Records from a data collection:
-----
PR #6296, opened 2021-06-01
Updates for dimuon and Electron-Muon analysis

vfeuilla:
TableMakerMuon and TableMakerMuon_pp are simplified versions of TableMaker without configurables to be used on hyperloop in dimuon analysis in PbPb and pp respectively
Update of the dileptonMuMu.cxx to produce dimuon histograms
Moifying the range of some histograms for dimuon analysis
Adding basic cuts on muons in the CutsLibrary.h

Adding a loop on the TableReader to create Electron-Muon pairs


Analysis/Tasks/PWGDQ/dileptonMuMu.cxx
```diff
@@ -122,17 +145,29 @@ struct DQEventSelection {
...
+
+    fHistMan->FillHistClass("EventMixing_BeforeCuts", fValues);
+    if (fEventMixingCut->IsSelected(fValues)) {
+      fHistMan->FillHistClass("EventMixing_AfterCuts", fValues);
+      eventMixingSel(1);
+    } else {
+      eventMixingSel(0);
+    }
+    int hh = getHash(fValues[VarManager::kCentVZERO]);
+    hash(hh);
```
iarsene, line 157: Its not clear why you need to produce the additional EventMixingCuts table. This task is producing already a table with an event selection decision and normally i expect that event mixing is done with the same events as those selected for the same event analysis. Also, if the event does not fall into any event categories, the mixing has will be -1. Is this not sufficient ?

Analysis/Tasks/PWGDQ/dileptonMuMu.cxx
```diff
@@ -144,72 +179,51 @@ struct DQMuonTrackSelection {
...
-    kineMuonCut310.AddCut(VarManager::kEta, -4.0, -2.5);
-    kineMuonCut310.AddCut(VarManager::kMuonChi2, 0.0, 1e6);
-    // The value of sigma_PDCA depends on the postion w.r.t the absorber. For 17.6 < RAbs < 26.5cm, sigma_PDCA = 99 cmxGeV/c. For 26.5 < RAbs < 89.5 cm, sigma_PDCA = 54
-    // temporarily not applied
-    //    kineMuonCut310.AddCut(VarManager::kMuonRAtAbsorberEnd, 26.5, 89.5);
-    //    kineMuonCut310.AddCut(VarManager::kMuonPDca, 0.0, 324); // Cut is pDCA < 6*sigma_PDCA
-    fMuonCut310->AddCut(&kineMuonCut310);
+    fTrackCut = new AnalysisCompositeCut(true);
+    AnalysisCut kineMuonCut;
+    kineMuonCut.AddCut(VarManager::kPt, fConfigMuonPtLow, 100.0);
```
iarsene: This cut can be actually applied as a Filter, unless you want to check also tracks which do not pass this cut.

Analysis/Tasks/PWGDQ/dileptonMuMu.cxx
```diff
@@ -219,160 +233,169 @@ struct DileptonMuMu {
...
+  HistogramManager* fHistMan;
+  //NOTE: one could define also a dilepton cut, but for now basic selections can be supported using Partition
+
+  float* fValues;
+  // NOTE: The track filter produced by the barrel track selection contain a number of electron cut decisions and one last cut for hadrons used in the
+  //           dilepton - hadron task downstream. So the bit mask is required to select pairs just based on the electron cuts
+  uint8_t fTwoTrackFilterMask = 0;
+  std::vector<TString> fCutNames;
+
+  Filter filterEventSelected = aod::reducedevent::isEventSelected == 1;
```
iarsene, line 314: Here you use a different event selection compared to the mixing task

Analysis/Tasks/PWGDQ/tableReader.cxx
```diff
@@ -423,8 +423,33 @@ struct DQEventMixing {
           }
         } // end for (muon2)
       }   // end for (muon1)
-    }     // end for (event combinations)
-  }       // end process()
+
+      for (auto& track1 : tracks1) {
+        for (auto& muon2 : muons2) {
+          twoTrackFilter = track1.isBarrelSelected() & muon2.isMuonSelected();
```
iarsene: Here you have to be careful, since the electrons and muons are selected with different cuts, and possibly with a different number of cuts. At the moment at least, there is one single cut on the muons and possibly multiple ones on the electrons. So we must agree on a policy on how to combine these cuts. If we stay with just a single cut on the muon, then the bitwise AND should be changed here to a normal logical AND. Then, later when you fill electron-muon pair histograms, if you want to fill histograms separately for each electron cut, then you have to adapt the code. You should do it as in the electron-electron loop, where you must take into account the electron cuts fulfilled.

Analysis/Tasks/PWGDQ/tableReader.cxx
```diff
@@ -423,8 +423,33 @@ struct DQEventMixing {
...
+
+          if (!twoTrackFilter) { // the tracks must have at least one filter bit in common to continue
+            continue;
+          }
+          VarManager::FillPair(track1, muon2, fValues, VarManager::kElectronMuon);
+
+          for (int i = 0; i < fCutNames.size(); ++i) {
+            if (twoTrackFilter & (uint8_t(1) << i)) {
```
iarsene, line 437: If you have just one cut on the muon, and multiple ones on the electrons, than you need to make sure that twoTrackFilter is the electron filter map.

Analysis/Tasks/PWGDQ/tableReader.cxx
```diff
@@ -423,8 +423,33 @@ struct DQEventMixing {
...
+              if (track1.sign() * muon2.sign() < 0) {
+                fHistMan->FillHistClass(Form("PairsEleMuMEPM", fCutNames[i].Data()), fValues);
```
iarsene: here you need to add the electron cut name into the name of the electron-muon pair hist class

Analysis/Tasks/PWGDQ/tableReader.cxx
```diff
@@ -423,8 +423,33 @@ struct DQEventMixing {
...
+              } else {
+                if (track1.sign() > 0) {
+                  fHistMan->FillHistClass(Form("PairsEleMuMEPP", fCutNames[i].Data()), fValues);
```
iarsene: same as above

Analysis/Tasks/PWGDQ/tableReader.cxx
```diff
@@ -423,8 +423,33 @@ struct DQEventMixing {
...
+                } else {
+                  fHistMan->FillHistClass(Form("PairsEleMuMEMM", fCutNames[i].Data()), fValues);
```
iarsene: same as above

Analysis/Tasks/PWGDQ/tableReader.cxx
```diff
@@ -316,6 +315,7 @@ struct DQEventMixing {
       }
     }
     histNames += "PairsMuonMEPM;PairsMuonMEPP;PairsMuonMEMM;";
+    histNames += "PairsEleMuMEPM;PairsEleMuMEPP;PairsEleMuMEMM;";
```
iarsene: see also the comments i made lower in the code. Since multiple electron cuts are possible, then, when you combine with muons (currently selected with just one cut) you should have one Pairs histogram directory for each electron cut. You can define these histNames just above, in the loop over electron cuts.

iarsene (commented):
Besides the comments i placed through the code, i think you do not need the tableMakerMuon_pp.cxx since this completely overlaps with the tableMaker.cxx with the default option "--isPbPb false".

Analysis/Tasks/PWGDQ/tableReader.cxx
```diff
@@ -465,6 +490,7 @@ struct DQTableReader {
       }
     }
     histNames += "PairsMuonSEPM;PairsMuonSEPP;PairsMuonSEMM;";
+    histNames += "PairsEleMuSEPM;PairsEleMuSEPP;PairsEleMuSEMM;";
```
iarsene: here you have to add one pairs hist class for each electron cut, since multiple cuts are defined. You could just add this a few lines above in the electron cuts loop

Analysis/Tasks/PWGDQ/tableReader.cxx
```diff
@@ -531,6 +557,28 @@ struct DQTableReader {
         }
       }
     } // end loop over muon track pairs
+
+    for (auto& [trackBarrel, trackMuon] : combinations(tracks, muons)) {
+      twoTrackFilter = trackBarrel.isBarrelSelected() & trackMuon.isMuonSelected();
```
iarsene: here you ave just one cut for the muon and multiple ones for the electrons. So i have the same comment as in the event mixing task. The bitwise AND has to be changed to a normal AND.

Analysis/Tasks/PWGDQ/tableReader.cxx
```diff
@@ -531,6 +557,28 @@ struct DQTableReader {
...
+      if (!twoTrackFilter) { // the muons must have at least one filter bit in common to continue
+        continue;
+      }
+      // NOTE: The dimuons in this task ae pushed in the same table as the dielectrons.
+      //       In order to discriminate them, the dileptonFilterMap uses the first 8 bits for dielectrons and the last 8 for dimuons.
+      // TBD:  Other implementations may be possible, for example add a column to the dilepton table to specify the pair type (dielectron, dimuon, electron-muon, etc.)
+      dileptonFilterMap = uint16_t(twoTrackFilter) << 8;
```
iarsene: Make sure that the twoTrackFilter is basically the electron filter bit map

Analysis/Tasks/PWGDQ/tableReader.cxx
```diff
@@ -531,6 +557,28 @@ struct DQTableReader {
...
+      VarManager::FillPair(trackBarrel, trackMuon, fValues, VarManager::kElectronMuon);
+      dileptonList(event, fValues[VarManager::kMass], fValues[VarManager::kPt], fValues[VarManager::kEta], fValues[VarManager::kPhi], trackBarrel.sign() + trackMuon.sign(), dileptonFilterMap);
+      if (trackBarrel.sign() * trackMuon.sign() < 0) {
+        fHistMan->FillHistClass("PairsEleMuSEPM", fValues);
+      } else {
+        if (trackBarrel.sign() > 0) {
+          fHistMan->FillHistClass("PairsEleMuSEPP", fValues);
+        } else {
+          fHistMan->FillHistClass("PairsEleMuSEMM", fValues);
```
iarsene: Here you must have a loop over the electron cuts and fill the histogram classes accordingly. See how its done for the electron-electron pairs

Analysis/Tasks/PWGDQ/dileptonMuMu.cxx
vfeuilla: I want a different trigger for the event mixing wrt the same event. In dimuon analysis, the typical trigger (UnlikeDimuonLowPt) selects muon that have a non negligible probability to come from a J/Psi, therefore it induces a bias in the event mixing. Which is why we use a different trigger

Analysis/Tasks/PWGDQ/dileptonMuMu.cxx
vfeuilla: Good suggestion!

Analysis/Tasks/PWGDQ/tableReader.cxx
```diff
@@ -515,11 +541,11 @@ struct DQTableReader {
...
         continue;
       }
-      // NOTE: The dimuons in this task ae pushed in the same table as the dielectrons.
-      //       In order to discriminate them, the dileptonFilterMap uses the first 8 bits for dielectrons and the last 8 for dimuons.
+      // NOTE: The dimuons and electron-muon pairs in this task are pushed in the same table as the dielectrons.
+      //       In order to discriminate them, the dileptonFilterMap uses the first 8 bits for dielectrons, the next 8 for dimuons and the rest for electron-muon
       // TBD:  Other implementations may be possible, for example add a column to the dilepton table to specify the pair type (dielectron, dimuon, electron-muon, etc.)
-      dileptonFilterMap = uint16_t(twoTrackFilter) << 8;
-      VarManager::FillPair(muon1, muon2, fValues);
+      dileptonFilterMap = uint32_t(twoTrackFilter) << 8;
```
iarsene, line 547: The filter map is an uint16_t in the data model, not an uint32_t, so you have to change also in the data model

Analysis/Tasks/PWGDQ/tableReader.cxx
```diff
@@ -531,6 +557,31 @@ struct DQTableReader {
         }
       }
     } // end loop over muon track pairs
+
+    for (auto& [trackBarrel, trackMuon] : combinations(tracks, muons)) {
+      twoTrackFilter = trackBarrel.isBarrelSelected() & trackMuon.isMuonSelected() & fTwoTrackFilterMask;
```
iarsene: The selection filter bits for electrons are obviously different from those on muons. In particular, at the moment the muons selection task is applying just a single cut, while for the electrons multiple ones are possible. So when you do a bitwise AND you only request that the muon cut is fulfilled together with the first electron cut. All the rest of electron cuts are rejected.
There are many ways to combine electron and muon cuts, so one has to think of a strategy if you will want at some point to combine different electron and muon selections. Within the current model of this "example workflow", as i suggested in the previous comment you should combine the muon single cut with all the requested electron cuts. For this, the twoTrackFilter should be computed like this:
twoTrackFilter = (trackBarrel.isBarrelSelected() & fTwoTrackFilterMask) && trackMuon.isMuonSelected();

Analysis/Tasks/PWGDQ/tableReader.cxx
vfeuilla: Indeed, thanks for catching that.

Analysis/Tasks/PWGDQ/tableReader.cxx
vfeuilla: Oh, I get it! Sorry, I misunderstood what you were saying before.

iarsene (approved):

iarsene:
The macOS test fail is unrelated, merging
-----
=== WHAT THE TASK REQUIRES ===
What you return should be the lines from the beginning of the records through the one that contains "Update of the", repeated exactly and with no additions.

=== ANSWER ===
PR #6296, opened 2021-06-01
Updates for dimuon and Electron-Muon analysis

vfeuilla:
TableMakerMuon and TableMakerMuon_pp are simplified versions of TableMaker without configurables to be used on hyperloop in dimuon analysis in PbPb and pp respectively
Update of the dileptonMuMu.cxx to produce dimuon histograms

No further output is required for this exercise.